## What to do
Copy out every line of the data that follows, exactly.

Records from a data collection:
*****
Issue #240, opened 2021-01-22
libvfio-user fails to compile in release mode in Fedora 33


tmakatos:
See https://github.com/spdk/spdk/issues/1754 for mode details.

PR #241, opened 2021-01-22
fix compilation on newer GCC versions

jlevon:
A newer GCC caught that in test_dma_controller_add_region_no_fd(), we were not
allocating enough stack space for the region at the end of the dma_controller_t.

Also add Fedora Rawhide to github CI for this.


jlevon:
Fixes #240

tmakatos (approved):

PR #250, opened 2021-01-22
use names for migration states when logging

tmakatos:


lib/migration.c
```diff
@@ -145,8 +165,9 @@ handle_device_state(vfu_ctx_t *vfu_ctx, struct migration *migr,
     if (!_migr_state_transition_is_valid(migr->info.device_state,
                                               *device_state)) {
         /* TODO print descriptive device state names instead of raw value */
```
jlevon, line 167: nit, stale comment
*****
## Reply to the task
Issue #240, opened 2021-01-22
libvfio-user fails to compile in release mode in Fedora 33


tmakatos:
See https://github.com/spdk/spdk/issues/1754 for mode details.

PR #241, opened 2021-01-22
fix compilation on newer GCC versions

jlevon:
A newer GCC caught that in test_dma_controller_add_region_no_fd(), we were not
allocating enough stack space for the region at the end of the dma_controller_t.

Also add Fedora Rawhide to github CI for this.


jlevon:
Fixes #240

tmakatos (approved):

PR #250, opened 2021-01-22
use names for migration states when logging

tmakatos:


lib/migration.c
```diff
@@ -145,8 +165,9 @@ handle_device_state(vfu_ctx_t *vfu_ctx, struct migration *migr,
     if (!_migr_state_transition_is_valid(migr->info.device_state,
                                               *device_state)) {
         /* TODO print descriptive device state names instead of raw value */
```
jlevon, line 167: nit, stale comment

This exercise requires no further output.